PROVIDED MATERIAL =>
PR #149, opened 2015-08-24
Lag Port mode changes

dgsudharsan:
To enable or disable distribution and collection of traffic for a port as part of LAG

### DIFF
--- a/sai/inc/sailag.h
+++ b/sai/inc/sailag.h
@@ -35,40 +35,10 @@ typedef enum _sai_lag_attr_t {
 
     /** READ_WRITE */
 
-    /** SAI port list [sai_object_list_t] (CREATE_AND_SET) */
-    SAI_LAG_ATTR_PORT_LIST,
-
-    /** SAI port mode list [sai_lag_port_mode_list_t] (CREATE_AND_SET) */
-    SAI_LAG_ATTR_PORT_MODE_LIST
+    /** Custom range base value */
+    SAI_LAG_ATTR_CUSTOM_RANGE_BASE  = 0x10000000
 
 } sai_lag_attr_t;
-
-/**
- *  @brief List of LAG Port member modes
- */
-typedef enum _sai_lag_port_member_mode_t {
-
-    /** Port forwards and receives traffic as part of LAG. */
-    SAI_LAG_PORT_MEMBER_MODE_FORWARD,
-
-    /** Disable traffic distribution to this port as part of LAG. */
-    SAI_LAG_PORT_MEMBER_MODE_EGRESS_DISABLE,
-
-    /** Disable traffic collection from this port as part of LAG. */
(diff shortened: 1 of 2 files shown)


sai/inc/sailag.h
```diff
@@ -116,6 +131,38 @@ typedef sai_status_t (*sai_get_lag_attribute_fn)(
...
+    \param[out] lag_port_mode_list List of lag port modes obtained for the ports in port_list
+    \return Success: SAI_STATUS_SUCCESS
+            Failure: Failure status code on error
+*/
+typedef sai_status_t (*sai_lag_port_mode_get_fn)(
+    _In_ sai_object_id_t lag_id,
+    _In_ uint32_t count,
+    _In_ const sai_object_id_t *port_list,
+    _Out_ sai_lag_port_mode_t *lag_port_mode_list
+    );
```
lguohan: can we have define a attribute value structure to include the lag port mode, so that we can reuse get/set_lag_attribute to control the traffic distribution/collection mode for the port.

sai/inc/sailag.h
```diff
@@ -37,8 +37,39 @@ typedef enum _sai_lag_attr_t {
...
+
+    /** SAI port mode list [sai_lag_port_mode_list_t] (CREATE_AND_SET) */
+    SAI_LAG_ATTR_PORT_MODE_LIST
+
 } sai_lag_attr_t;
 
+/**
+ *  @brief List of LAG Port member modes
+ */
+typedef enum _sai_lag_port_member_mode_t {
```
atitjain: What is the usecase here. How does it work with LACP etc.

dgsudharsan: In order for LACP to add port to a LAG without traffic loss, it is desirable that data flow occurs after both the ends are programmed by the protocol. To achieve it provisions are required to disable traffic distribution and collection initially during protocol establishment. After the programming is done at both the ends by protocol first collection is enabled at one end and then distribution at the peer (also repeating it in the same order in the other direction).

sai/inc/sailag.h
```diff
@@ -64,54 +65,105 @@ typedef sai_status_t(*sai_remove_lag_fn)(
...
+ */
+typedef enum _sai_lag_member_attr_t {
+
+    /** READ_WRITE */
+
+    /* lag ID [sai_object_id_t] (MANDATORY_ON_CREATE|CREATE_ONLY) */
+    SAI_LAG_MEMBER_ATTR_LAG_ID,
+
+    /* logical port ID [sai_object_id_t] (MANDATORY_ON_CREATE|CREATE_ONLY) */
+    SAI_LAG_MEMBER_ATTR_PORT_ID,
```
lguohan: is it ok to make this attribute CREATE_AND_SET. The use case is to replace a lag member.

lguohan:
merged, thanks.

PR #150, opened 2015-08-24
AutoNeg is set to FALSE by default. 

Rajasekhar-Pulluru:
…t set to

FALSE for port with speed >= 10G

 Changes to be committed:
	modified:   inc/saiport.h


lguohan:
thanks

WHAT TO WORK ON => With the line that contains "Changes to be" as the first and the final line of the data as the last, repeat every line in that span exactly.

WRITTEN RESPONSE =>
 Changes to be committed:
	modified:   inc/saiport.h


lguohan:
thanks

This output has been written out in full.